[Records excerpted from a collection]
******

Issue #600, opened 2016-02-15
[slack] [documentation] Making @botname work as a prefix


ytjohn:
If I want to let people (on slack) to address err by `@botname`, you can't just put `@botname` in `BOT_ALT_PREFIXES`, it won't work. I did a lot of searching, but couldn't find anyone else mentioning this prior. 

I enabled debugging and found that slack replaces `@username` with `<@UNIQID>`.  So I put that as an alternate prefix, and that started working.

******

* YOUR GOAL *
Show all lines above that contain "slack".

* TASK SOLUTION *
[slack] [documentation] Making @botname work as a prefix
If I want to let people (on slack) to address err by `@botname`, you can't just put `@botname` in `BOT_ALT_PREFIXES`, it won't work. I did a lot of searching, but couldn't find anyone else mentioning this prior. 
I enabled debugging and found that slack replaces `@username` with `<@UNIQID>`.  So I put that as an alternate prefix, and that started working.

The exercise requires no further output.